■ INPUT FOR THIS TASK ■
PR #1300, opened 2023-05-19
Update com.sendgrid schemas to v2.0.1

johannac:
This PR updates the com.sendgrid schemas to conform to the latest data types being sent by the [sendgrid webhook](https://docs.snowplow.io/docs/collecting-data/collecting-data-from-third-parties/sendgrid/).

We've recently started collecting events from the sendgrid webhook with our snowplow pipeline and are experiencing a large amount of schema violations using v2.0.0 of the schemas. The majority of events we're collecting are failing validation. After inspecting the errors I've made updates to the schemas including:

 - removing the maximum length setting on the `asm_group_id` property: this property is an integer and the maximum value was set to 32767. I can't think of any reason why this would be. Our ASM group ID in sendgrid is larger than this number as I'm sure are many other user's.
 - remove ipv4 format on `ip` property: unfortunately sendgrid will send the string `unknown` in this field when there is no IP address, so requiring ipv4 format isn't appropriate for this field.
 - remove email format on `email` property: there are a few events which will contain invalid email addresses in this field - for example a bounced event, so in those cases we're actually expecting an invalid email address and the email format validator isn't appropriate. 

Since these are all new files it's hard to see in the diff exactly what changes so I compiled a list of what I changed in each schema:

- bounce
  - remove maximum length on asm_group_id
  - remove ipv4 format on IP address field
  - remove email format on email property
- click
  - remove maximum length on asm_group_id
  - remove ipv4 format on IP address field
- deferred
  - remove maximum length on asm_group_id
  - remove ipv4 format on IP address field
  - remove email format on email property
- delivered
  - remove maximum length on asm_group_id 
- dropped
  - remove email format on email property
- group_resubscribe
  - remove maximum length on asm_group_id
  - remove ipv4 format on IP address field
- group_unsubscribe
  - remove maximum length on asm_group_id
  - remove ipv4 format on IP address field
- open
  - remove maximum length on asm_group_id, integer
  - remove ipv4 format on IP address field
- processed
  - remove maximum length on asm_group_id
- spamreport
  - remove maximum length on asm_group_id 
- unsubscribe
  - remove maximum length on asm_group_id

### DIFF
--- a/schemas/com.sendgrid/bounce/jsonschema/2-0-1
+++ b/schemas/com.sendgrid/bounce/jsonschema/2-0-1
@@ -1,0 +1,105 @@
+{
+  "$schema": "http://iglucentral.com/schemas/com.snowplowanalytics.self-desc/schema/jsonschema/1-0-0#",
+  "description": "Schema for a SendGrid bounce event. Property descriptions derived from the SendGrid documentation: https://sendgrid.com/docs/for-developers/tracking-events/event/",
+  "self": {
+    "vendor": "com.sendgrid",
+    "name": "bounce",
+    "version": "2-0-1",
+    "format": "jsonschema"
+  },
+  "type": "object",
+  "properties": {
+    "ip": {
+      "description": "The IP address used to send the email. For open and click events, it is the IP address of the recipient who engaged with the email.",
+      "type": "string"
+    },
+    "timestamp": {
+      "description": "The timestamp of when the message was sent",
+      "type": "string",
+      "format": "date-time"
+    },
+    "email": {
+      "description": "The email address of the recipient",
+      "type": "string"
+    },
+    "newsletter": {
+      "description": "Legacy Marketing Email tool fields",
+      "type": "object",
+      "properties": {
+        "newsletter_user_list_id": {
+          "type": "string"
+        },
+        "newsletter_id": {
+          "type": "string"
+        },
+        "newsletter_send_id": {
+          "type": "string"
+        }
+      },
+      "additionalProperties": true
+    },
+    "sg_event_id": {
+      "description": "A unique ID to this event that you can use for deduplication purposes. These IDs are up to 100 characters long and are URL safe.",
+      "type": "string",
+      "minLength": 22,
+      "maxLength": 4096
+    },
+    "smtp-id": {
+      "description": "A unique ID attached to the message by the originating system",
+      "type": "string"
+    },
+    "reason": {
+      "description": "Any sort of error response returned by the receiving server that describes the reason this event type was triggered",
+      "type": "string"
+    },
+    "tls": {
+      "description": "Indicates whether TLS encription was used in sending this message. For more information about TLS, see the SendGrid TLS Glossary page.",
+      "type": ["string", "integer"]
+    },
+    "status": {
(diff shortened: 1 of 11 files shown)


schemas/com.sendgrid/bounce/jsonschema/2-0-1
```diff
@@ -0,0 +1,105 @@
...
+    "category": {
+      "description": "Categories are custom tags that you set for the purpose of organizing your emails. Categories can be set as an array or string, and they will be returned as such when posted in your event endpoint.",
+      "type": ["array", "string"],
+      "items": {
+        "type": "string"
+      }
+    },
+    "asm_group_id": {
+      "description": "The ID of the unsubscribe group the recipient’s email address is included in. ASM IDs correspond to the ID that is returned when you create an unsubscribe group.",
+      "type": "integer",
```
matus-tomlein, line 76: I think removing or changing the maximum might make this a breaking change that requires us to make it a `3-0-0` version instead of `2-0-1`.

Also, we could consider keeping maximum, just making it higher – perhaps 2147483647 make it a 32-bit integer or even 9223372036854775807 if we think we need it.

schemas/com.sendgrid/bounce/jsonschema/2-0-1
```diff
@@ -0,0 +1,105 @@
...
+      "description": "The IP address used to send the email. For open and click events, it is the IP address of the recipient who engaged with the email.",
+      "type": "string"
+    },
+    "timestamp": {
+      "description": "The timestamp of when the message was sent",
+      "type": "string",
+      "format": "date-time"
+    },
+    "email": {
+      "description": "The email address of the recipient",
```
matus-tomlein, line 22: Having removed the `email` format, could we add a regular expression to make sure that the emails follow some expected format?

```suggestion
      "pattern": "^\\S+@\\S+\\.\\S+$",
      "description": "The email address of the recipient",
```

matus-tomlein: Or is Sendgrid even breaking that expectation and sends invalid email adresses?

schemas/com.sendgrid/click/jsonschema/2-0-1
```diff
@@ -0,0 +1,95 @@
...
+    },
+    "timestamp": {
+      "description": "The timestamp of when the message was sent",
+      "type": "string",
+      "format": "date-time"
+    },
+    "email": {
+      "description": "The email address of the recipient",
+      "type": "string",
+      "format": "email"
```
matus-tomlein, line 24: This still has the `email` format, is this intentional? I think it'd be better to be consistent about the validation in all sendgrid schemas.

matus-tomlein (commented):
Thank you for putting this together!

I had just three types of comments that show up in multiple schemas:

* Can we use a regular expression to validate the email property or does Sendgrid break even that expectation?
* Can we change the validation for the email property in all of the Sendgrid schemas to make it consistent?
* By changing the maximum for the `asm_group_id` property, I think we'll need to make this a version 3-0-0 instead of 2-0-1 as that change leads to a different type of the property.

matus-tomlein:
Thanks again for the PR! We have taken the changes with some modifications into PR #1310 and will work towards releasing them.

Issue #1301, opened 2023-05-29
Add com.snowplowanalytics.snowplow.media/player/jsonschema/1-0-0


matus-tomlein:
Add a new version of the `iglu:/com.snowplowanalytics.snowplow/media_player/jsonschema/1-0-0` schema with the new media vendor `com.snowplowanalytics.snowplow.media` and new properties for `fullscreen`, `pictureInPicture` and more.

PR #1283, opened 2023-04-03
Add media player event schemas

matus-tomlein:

■ TASK DIRECTIONS ■
Retype the listing exactly, in full.

■ ANSWER TO THE PROBLEM ■
PR #1300, opened 2023-05-19
Update com.sendgrid schemas to v2.0.1

johannac:
This PR updates the com.sendgrid schemas to conform to the latest data types being sent by the [sendgrid webhook](https://docs.snowplow.io/docs/collecting-data/collecting-data-from-third-parties/sendgrid/).

We've recently started collecting events from the sendgrid webhook with our snowplow pipeline and are experiencing a large amount of schema violations using v2.0.0 of the schemas. The majority of events we're collecting are failing validation. After inspecting the errors I've made updates to the schemas including:

 - removing the maximum length setting on the `asm_group_id` property: this property is an integer and the maximum value was set to 32767. I can't think of any reason why this would be. Our ASM group ID in sendgrid is larger than this number as I'm sure are many other user's.
 - remove ipv4 format on `ip` property: unfortunately sendgrid will send the string `unknown` in this field when there is no IP address, so requiring ipv4 format isn't appropriate for this field.
 - remove email format on `email` property: there are a few events which will contain invalid email addresses in this field - for example a bounced event, so in those cases we're actually expecting an invalid email address and the email format validator isn't appropriate. 

Since these are all new files it's hard to see in the diff exactly what changes so I compiled a list of what I changed in each schema:

- bounce
  - remove maximum length on asm_group_id
  - remove ipv4 format on IP address field
  - remove email format on email property
- click
  - remove maximum length on asm_group_id
  - remove ipv4 format on IP address field
- deferred
  - remove maximum length on asm_group_id
  - remove ipv4 format on IP address field
  - remove email format on email property
- delivered
  - remove maximum length on asm_group_id 
- dropped
  - remove email format on email property
- group_resubscribe
  - remove maximum length on asm_group_id
  - remove ipv4 format on IP address field
- group_unsubscribe
  - remove maximum length on asm_group_id
  - remove ipv4 format on IP address field
- open
  - remove maximum length on asm_group_id, integer
  - remove ipv4 format on IP address field
- processed
  - remove maximum length on asm_group_id
- spamreport
  - remove maximum length on asm_group_id 
- unsubscribe
  - remove maximum length on asm_group_id

### DIFF
--- a/schemas/com.sendgrid/bounce/jsonschema/2-0-1
+++ b/schemas/com.sendgrid/bounce/jsonschema/2-0-1
@@ -1,0 +1,105 @@
+{
+  "$schema": "http://iglucentral.com/schemas/com.snowplowanalytics.self-desc/schema/jsonschema/1-0-0#",
+  "description": "Schema for a SendGrid bounce event. Property descriptions derived from the SendGrid documentation: https://sendgrid.com/docs/for-developers/tracking-events/event/",
+  "self": {
+    "vendor": "com.sendgrid",
+    "name": "bounce",
+    "version": "2-0-1",
+    "format": "jsonschema"
+  },
+  "type": "object",
+  "properties": {
+    "ip": {
+      "description": "The IP address used to send the email. For open and click events, it is the IP address of the recipient who engaged with the email.",
+      "type": "string"
+    },
+    "timestamp": {
+      "description": "The timestamp of when the message was sent",
+      "type": "string",
+      "format": "date-time"
+    },
+    "email": {
+      "description": "The email address of the recipient",
+      "type": "string"
+    },
+    "newsletter": {
+      "description": "Legacy Marketing Email tool fields",
+      "type": "object",
+      "properties": {
+        "newsletter_user_list_id": {
+          "type": "string"
+        },
+        "newsletter_id": {
+          "type": "string"
+        },
+        "newsletter_send_id": {
+          "type": "string"
+        }
+      },
+      "additionalProperties": true
+    },
+    "sg_event_id": {
+      "description": "A unique ID to this event that you can use for deduplication purposes. These IDs are up to 100 characters long and are URL safe.",
+      "type": "string",
+      "minLength": 22,
+      "maxLength": 4096
+    },
+    "smtp-id": {
+      "description": "A unique ID attached to the message by the originating system",
+      "type": "string"
+    },
+    "reason": {
+      "description": "Any sort of error response returned by the receiving server that describes the reason this event type was triggered",
+      "type": "string"
+    },
+    "tls": {
+      "description": "Indicates whether TLS encription was used in sending this message. For more information about TLS, see the SendGrid TLS Glossary page.",
+      "type": ["string", "integer"]
+    },
+    "status": {
(diff shortened: 1 of 11 files shown)


schemas/com.sendgrid/bounce/jsonschema/2-0-1
```diff
@@ -0,0 +1,105 @@
...
+    "category": {
+      "description": "Categories are custom tags that you set for the purpose of organizing your emails. Categories can be set as an array or string, and they will be returned as such when posted in your event endpoint.",
+      "type": ["array", "string"],
+      "items": {
+        "type": "string"
+      }
+    },
+    "asm_group_id": {
+      "description": "The ID of the unsubscribe group the recipient’s email address is included in. ASM IDs correspond to the ID that is returned when you create an unsubscribe group.",
+      "type": "integer",
```
matus-tomlein, line 76: I think removing or changing the maximum might make this a breaking change that requires us to make it a `3-0-0` version instead of `2-0-1`.

Also, we could consider keeping maximum, just making it higher – perhaps 2147483647 make it a 32-bit integer or even 9223372036854775807 if we think we need it.

schemas/com.sendgrid/bounce/jsonschema/2-0-1
```diff
@@ -0,0 +1,105 @@
...
+      "description": "The IP address used to send the email. For open and click events, it is the IP address of the recipient who engaged with the email.",
+      "type": "string"
+    },
+    "timestamp": {
+      "description": "The timestamp of when the message was sent",
+      "type": "string",
+      "format": "date-time"
+    },
+    "email": {
+      "description": "The email address of the recipient",
```
matus-tomlein, line 22: Having removed the `email` format, could we add a regular expression to make sure that the emails follow some expected format?

```suggestion
      "pattern": "^\\S+@\\S+\\.\\S+$",
      "description": "The email address of the recipient",
```

matus-tomlein: Or is Sendgrid even breaking that expectation and sends invalid email adresses?

schemas/com.sendgrid/click/jsonschema/2-0-1
```diff
@@ -0,0 +1,95 @@
...
+    },
+    "timestamp": {
+      "description": "The timestamp of when the message was sent",
+      "type": "string",
+      "format": "date-time"
+    },
+    "email": {
+      "description": "The email address of the recipient",
+      "type": "string",
+      "format": "email"
```
matus-tomlein, line 24: This still has the `email` format, is this intentional? I think it'd be better to be consistent about the validation in all sendgrid schemas.

matus-tomlein (commented):
Thank you for putting this together!

I had just three types of comments that show up in multiple schemas:

* Can we use a regular expression to validate the email property or does Sendgrid break even that expectation?
* Can we change the validation for the email property in all of the Sendgrid schemas to make it consistent?
* By changing the maximum for the `asm_group_id` property, I think we'll need to make this a version 3-0-0 instead of 2-0-1 as that change leads to a different type of the property.

matus-tomlein:
Thanks again for the PR! We have taken the changes with some modifications into PR #1310 and will work towards releasing them.

Issue #1301, opened 2023-05-29
Add com.snowplowanalytics.snowplow.media/player/jsonschema/1-0-0


matus-tomlein:
Add a new version of the `iglu:/com.snowplowanalytics.snowplow/media_player/jsonschema/1-0-0` schema with the new media vendor `com.snowplowanalytics.snowplow.media` and new properties for `fullscreen`, `pictureInPicture` and more.

PR #1283, opened 2023-04-03
Add media player event schemas

matus-tomlein:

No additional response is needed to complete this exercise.